Борис Грозовский: Рынок, конечно есть. Мне кажется, что в целом затея добиться того, чтобы цена российской нефти опустилась ниже 60 за баррель, едва ли осуществима просто в силу того, что на глобальном рынке нет избытка нефти, с одной стороны, с другой, всегда есть покупатели типа Индии, Китая, Турции, которые вполне готовы купить российскую нефть чуть дешевле, чем она бы продавалась в отсутствии санкций, соответственно, взяв себе большую прибыль от либо транспортировки, либо как в случае с Индией переработки этой нефти, доставки на европейский рынок уже нефтепродуктов, полученных из этой нефти, которые совершенно свободны от санкций. Это просто перераспределение части прибыли, которую могли бы получить российские нефтяные компании, а в итоге получают индийские, турецкие и так далее. В целом я думаю, что добиться прямого эффекта, чтобы российская нефть стоила меньше 60 за баррель, – это вряд ли удастся. Но то, что удается уже сейчас, – это создать и российскому бюджету, и российским нефтяным компаниям максимум сложностей. Мы видим, как деньги, которые они получают, зависают в Индии, зависают в рупиях, – эти деньги сложно использовать для того, чтобы приобрести товары, необходимые в качестве российского импорта. Создать сложности – это реально, добиться того, чтобы российскую нефть покупатели перестали покупать или покупали ее по цене значительно ниже мировых рыночных цен, – я думаю, что это вряд ли реально.

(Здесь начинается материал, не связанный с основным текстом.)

Issue #42, opened 2018-12-15
wrong data player export by Tool - csv export player


mistermax80:
some data are wrong

akasolace:
closed by #51

PR #51, opened 2018-12-17
Fix for issue #42

mistermax80:
wrong data player export by Tool - csv export player #42
Now:
- Column name are translate
- Text value has double quote, and numerical value no


akasolace:
thank you

PR #62, opened 2018-12-21
Update README.md

brokenelevator:
made dependency licence details into links


brokenelevator:
It would be nice though if the files were actually there :)

PR #64, opened 2018-12-26
Fix for issue#15

mistermax80:
Fix for issue#15

In the HT copy function is not present the info
- Deadline
- Price
- Mother Club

Михаил Соколов: Евросоюз вводит новый запрет на импорт сжиженного газа с 12-месячным переходным периодом. Получается, что Россия будет удалена и с этого рынка. Какова тут цена вопроса, кто будет в выигрыше?
Владимир Милов: Здесь речь прежде всего идет о сжиженных углеводородных газах – это пропан-бутан, это не тот СПГ, который массово экспортирует "Новатэк" с Ямала в Европу. Против СПГ как такового пока санкции еще не вводились. Это европейцы не делают, потому что он им нужен для своего газового баланса. Им непросто удается свести ситуацию с прохождением зимы и так далее. "Новатэк" тоже экспортирует в том числе сниженные углеводородные газы – это то, что вы видите во всех этих баллонах с пропан-бутаном и прочее. Это другая история, чем эти огромные газовозы с природным газом, который в сжижением виде используют для перевозки. Я хотел прокомментировать то, что говорил Борис. Я тут, может быть, более оптимистичен, потому что ситуация с ценовым потолком перенастраивается из того, чтобы повлиять на покупателя российской нефти, в точечную работу с перевозчиками, страховщиками и трейдерами – это промежуточное звено. До той же Индии нефть надо довезти, чтобы ее довезти, танкер нужно застраховать, иначе его могут через тот же Суэцкий канал просто не пропустить, если он не будет застрахован. Поэтому здесь это давление начало, видимо, работать. В ноябре и декабре Европа и Соединенные Штаты принимали уже конкретные меры. Кстати, это есть в 12-м пакете санкций Евросоюза, меры, направленные именно на то, чтобы повлиять именно на это промежуточное звено, чтобы некому было возить. Кстати, очень интересную информацию "Блумберг" опубликовал, что пять или шесть больших танкеров с российской нефтью, которые шли в Индию, зависли и сейчас не движутся, по сути, они в районе Шри-Ланки находятся. Потому что возникли сложности с продолжением исполнения этих контрактов именно из-за давления на промежуточные звенья. Кстати, между прочим, индийские компании и банки очень сильно настроены на работу с Соединенными Штатами, с долларовым пространством, они вторичных санкций США сильно боятся. Китайцы тоже боятся, хотя меньше, но индийские участники рынка боятся сильно. Поэтому, в принципе, если гоняться за страховщиками, трейдерами и перевозчиками, а это штучные, легко вычисляемые субъекты, то здесь ценовой потолок можно инфорсить. Это, конечно, трудоемкое дело. Я чуть-чуть более оптимистично настроен, считаю, что это главная сейчас история, потому что это главный источник для Путина, для бюджета. Никаким металлам, алмазам с этим просто по масштабу даже близко по масштабу не сравняться. Сильно пошли расти дисконты на российскую нефть, то есть явно какие-то меры это действо имеет.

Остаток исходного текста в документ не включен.